■ **Work item**
Verbatim, and with nothing else, reproduce the data below from its first line through the line containing "in its environment.".
Segment Start: Task material
PR #70, opened 2021-03-04
Update SMT To Account For Primed Vars

chrisnevers:
* Ensure that **SMT**'s `ctxt_bindingsr` has an updated `DLExpr` in its environment. 
* When displaying SMT errors and counting the occurrence of variables in `dlvOccurs`, assume that if a given variable is in `ctxt_primed_vars` then the primed var should be used over the original. This is a safe assumption because `ctxt_primed_vars` will only be populated when processing `continue` and not the _before_ of a loop.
Segment End: Task material
■ **Response to this exercise**
PR #70, opened 2021-03-04
Update SMT To Account For Primed Vars

chrisnevers:
* Ensure that **SMT**'s `ctxt_bindingsr` has an updated `DLExpr` in its environment. 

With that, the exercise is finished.